Pair Corralation between Guangzhou Jinyi and Beijing Enlight

Assuming the 90 days trading horizon Guangzhou Jinyi is expected to generate 75.72 times less return on investment than Beijing Enlight. But when comparing it to its historical volatility, Guangzhou Jinyi Media is 1.54 times less risky than Beijing Enlight. It trades about 0.0 of its potential returns per unit of risk. Beijing Enlight Media is currently generating about 0.22 of returns per unit of risk over similar time horizon. If you would invest  957.00  in Beijing Enlight Media on December 27, 2024 and sell it today you would earn a total of  1,184  from holding Beijing Enlight Media or generate 123.72% return on investment over 90 days.
Time Period3 Months [change]
DirectionMoves Together 
StrengthInsignificant
Accuracy100.0%
ValuesDaily Returns

Guangzhou Jinyi Media  vs.  Beijing Enlight Media

 Performance 
       Timeline  
Guangzhou Jinyi Media 

Risk-Adjusted Performance

Very Weak

 
Weak
 
Strong
Over the last 90 days Guangzhou Jinyi Media has generated negative risk-adjusted returns adding no value to investors with long positions. Despite somewhat strong basic indicators, Guangzhou Jinyi is not utilizing all of its potentials. The current stock price disturbance, may contribute to short-term losses for the investors.
Beijing Enlight Media 

Risk-Adjusted Performance

Solid

 
Weak
 
Strong
Compared to the overall equity markets, risk-adjusted returns on investments in Beijing Enlight Media are ranked lower than 17 (%) of all global equities and portfolios over the last 90 days. Despite somewhat weak basic indicators, Beijing Enlight sustained solid returns over the last few months and may actually be approaching a breakup point.
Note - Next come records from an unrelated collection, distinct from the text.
PR #2820, opened 2019-04-05
fix(pipelines): Fixed interpretation of missing startTime during inst…

ewiseblatt:
…rumentation

Fixes https://github.com/spinnaker/spinnaker/issues/4244

There are conditions in which CompleteStageHandler can be called without
having a startTime set. Often this is because an exception was thrown
before the startTime was set, but there are various guards within
StartStageHandler as well.

Previously when this happened, a StartTime of 0 was used. This is
particularly bad because the 40-years worth of nanoseconds that is
spit out of spectator is beyond the resolution of "double" for metric
stores that use double for time. This fix changes the assumption
to be the end time, resulting in assuming 0 time. Not that this could
possibly be a different type of issue if the underlying problem was
something else, such as StartStageHandler not even being called for some
reason.

In addition I set the startTime at the beginning of the try block where
exceptions may be thrown in order to ensure there is a startTime when
going through that control flow. I think this might be messy depending
on how time and state are used because it has a startTime but is not in
the RUNNING state. There does not seem to be an appropriate state definition
for this particular phase and am not sure the implications of adding one.
I also dont know if moving the startTime so it includes this extra check
has other implications. If so then the startTime could be reset where it
is currently set.

@robfletcher


orca-queue/src/main/kotlin/com/netflix/spinnaker/orca/q/handler/StartStageHandler.kt
```diff
@@ -77,14 +77,14 @@ class StartStageHandler(
...
         } else {
           try {
+            // Set the startTime in case we throw an exception.
+            stage.startTime = clock.millis()
+
             stage.withAuth {
               stage.plan()
             }
 
-            stage.status = RUNNING
```
marchello2000: what happened to this assignment? Pretty sure it's a) needed and b) cause of test failures

robfletcher: Very needed, yes.

robfletcher: You will also need to call `repository.storeStage(stage)` before doing the planning otherwise any exception thrown will result in the timestamp being lost.

marchello2000:
other than missing `stage.status = RUNNING` lgtm, I don't think setting `startTime` earlier will have any consequences and agree with you it would be nice to set `startTime` somewhere in a generic way that doesn't seem to exist.

@robfletcher correct me if I am wrong

orca-queue/src/main/kotlin/com/netflix/spinnaker/orca/q/handler/StartStageHandler.kt
ewiseblatt: My bad. I'd moved this and a copy of store stage above the withAuth then decided not to and forgot to put it back.

ewiseblatt:
Note I kept the RUNNING where it was after the withAuth but not before the
origin save with the time.
Is that OK? I'm not sure how that is used or the implications. Please
confirm.

jtk54:
@ewiseblatt I think setting the startTime prior to setting RUNNING is OK since all this state is wrapped in a message that's pushed to the queue.

ewiseblatt:
My concern was more if the exception is thrown and it is in the RUNNING
state but never reached that original code point.
I dont know how the states are used and whether someone knows RUNNING means
it completed the earlier step that is now failing.

robfletcher:
It feels odd to me to not have the state and the startTime set together but it's probably very low impact as that RUNNING state is going to get either set or replaced with TERMINAL in very short order.

orca-queue/src/main/kotlin/com/netflix/spinnaker/orca/q/handler/CompleteStageHandler.kt
```diff
@@ -149,9 +149,17 @@ class CompleteStageHandler(
         } ?: id
       }
 
+    // If startTime was not set, then assume this was instantaneous.
+    // In practice 0 startTimes can happen if there is
+    // an exception in StartStageHandler or guard causing skipping.
+    // Without a startTime, we cannot record a meaningful time,
```
ezimanyi: Would it make sense to just skip recording the metric entirely if we don't have a start time, rather than record a placeholder value of 0?

ewiseblatt: There's still value in the counts. If the time were 0 because of some other error condition, the final status would be TERMINAL (or maybe NOT_STARTED if it were some non-error reason). Otherwise you would want another counter indicating errors in this counter to raise awareness to a situation where stages were not executing. That's even more complicated.

ezimanyi: Yeah, I guess it does provide visibility into the counts without the complexity of another metric, makes sense.

ewiseblatt:
I needed to make a change to satisfy the tests (and fix the cardinality checks in some tests). Please take another look.

orca-queue/src/main/kotlin/com/netflix/spinnaker/orca/q/handler/StartStageHandler.kt
```diff
@@ -77,12 +77,14 @@ class StartStageHandler(
...
           try {
+            // Set the startTime in case we throw an exception.
+            stage.startTime = clock.millis()
+            repository.storeStage(stage)
+
             stage.withAuth {
               stage.plan()
             }
-
             stage.status = RUNNING
```
marchello2000: I think it's actually better to have this together with `stage.startTime` as @robfletcher noted. Looking at `CompleteStageHandler` (https://github.com/spinnaker/orca/blob/master/orca-queue/src/main/kotlin/com/netflix/spinnaker/orca/q/handler/CompleteStageHandler.kt#L56) it seems that it will be harmless. And it will be more accurate

marchello2000:
@ewiseblatt should we merge this PR?

PR #2822, opened 2019-04-08
feat(conditions): Adding support for config based conditions

jeyrschabu:
- support for config based conditions
- support for config based whitelisted clusters

### DIFF
--- a/orca-core/src/main/java/com/netflix/spinnaker/orca/conditions/ConditionConfigurationProperties.java
+++ b/orca-core/src/main/java/com/netflix/spinnaker/orca/conditions/ConditionConfigurationProperties.java
@@ -17,9 +17,11 @@
 package com.netflix.spinnaker.orca.conditions;
 
 import com.netflix.spinnaker.kork.dynamicconfig.DynamicConfigService;
+import org.springframework.beans.factory.annotation.Autowired;
 import org.springframework.boot.context.properties.ConfigurationProperties;
 import org.springframework.stereotype.Component;
 
+import java.util.List;
 import java.util.concurrent.TimeUnit;
 
 @Component
@@ -29,7 +31,10 @@ public class ConditionConfigurationProperties {
   private boolean enabled = false;
   private Long backoffWaitMs = TimeUnit.MINUTES.toMillis(5);
   private Long waitTimeoutMs = TimeUnit.MINUTES.toMillis(120);
+  private List<String> clusters;
+  private List<String> activeConditions;
 
+  @Autowired
   public ConditionConfigurationProperties(DynamicConfigService configService) {
     this.configService = configService;
   }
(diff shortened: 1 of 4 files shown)


orca-core/src/main/java/com/netflix/spinnaker/orca/conditions/ConditionConfigurationProperties.java
```diff
@@ -29,7 +31,10 @@
   private boolean enabled = false;
   private Long backoffWaitMs = TimeUnit.MINUTES.toMillis(5);
   private Long waitTimeoutMs = TimeUnit.MINUTES.toMillis(120);
+  private List<String> clusters;
+  private List<String> conditions;
```
emjburns: What is the format of these conditions/clusters?

orca-core/src/test/groovy/com/netflix/spinnaker/orca/conditions/ConfigurationBackedConditionSupplierSpec.groovy
```diff
@@ -0,0 +1,67 @@
...
+
+    when:
+    def result = conditionSupplier.getConditions(stage)
+
+    then:
+    result.size() == numberOfConditions
+
+    where:
+    ctx                 | clusters        | configuredConditions | numberOfConditions
+    [cluster: "foo"]    | []              | []                   | 0
```
emjburns: so the behavior when there are no clusters is nothing happens?

emjburns:
I screwed up the github review dialog  (and meant to just comment) but basically I have some questions about how this is designed to be used.

orca-core/src/test/groovy/com/netflix/spinnaker/orca/conditions/ConfigurationBackedConditionSupplierSpec.groovy
jeyrschabu: In this assertion, the resulting number of conditions is 0 because there aren't any configured conditions. Defining a list of clusters in the config is analogous to whitelisting. Let me know if this is unclear

orca-core/src/main/java/com/netflix/spinnaker/orca/conditions/ConditionConfigurationProperties.java
emjburns: A string for a condition doesn't seem very resilient. Or is it just a message to print?

orca-core/src/test/groovy/com/netflix/spinnaker/orca/conditions/ConfigurationBackedConditionSupplierSpec.groovy
emjburns: What happens if there are 0 clusters but 2 conditions?

orca-core/src/main/java/com/netflix/spinnaker/orca/conditions/ConditionConfigurationProperties.java
jeyrschabu: This is just a message to print. Aimed to be used for testing.

orca-core/src/test/groovy/com/netflix/spinnaker/orca/conditions/ConfigurationBackedConditionSupplierSpec.groovy
```diff
@@ -0,0 +1,67 @@
...
+
+    then:
+    result.size() == numberOfResultingConditions
+
+    where:
+    ctx                 | clusters        | activeConditions     | numberOfResultingConditions
+    [cluster: "foo"]    | []              | []                   | 0
+    [cluster: "foo"]    | ["foo", "bar"]  | []                   | 0
+    [cluster: "foo"]    | ["bar"]         | [ "c1", "c2"]        | 0
+    [cluster: "foo"]    | ["foo", "bar"]  | [ "c1", "c2"]        | 2
```
emjburns: can you add the test for zero clusters but two conditions?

Guangzhou Jinyi and Beijing Enlight Volatility Contrast

   Predicted Return Density   
       Returns  

Pair Trading with Guangzhou Jinyi and Beijing Enlight

The main advantage of trading using opposite Guangzhou Jinyi and Beijing Enlight positions is that it hedges away some unsystematic risk. Because of two separate transactions, even if Guangzhou Jinyi position performs unexpectedly, Beijing Enlight can make up some of the losses. Pair trading also minimizes risk from directional movements in the market. For example, if an entire industry or sector drops because of unexpected headlines, the short position in Beijing Enlight will offset losses from the drop in Beijing Enlight's long position.
The idea behind Guangzhou Jinyi Media and Beijing Enlight Media pairs trading is to make the combined position market-neutral, meaning the overall market's direction will not affect its win or loss (or potential downside or upside). This can be achieved by designing a pairs trade with two highly correlated stocks or equities that operate in a similar space or sector, making it possible to obtain profits through simple and relatively low-risk investment.
Check out your portfolio center.
Note that this page's information should be used as a complementary analysis to find the right mix of equity instruments to add to your existing portfolios or create a brand new portfolio. You can also try the Analyst Advice module to analyst recommendations and target price estimates broken down by several categories.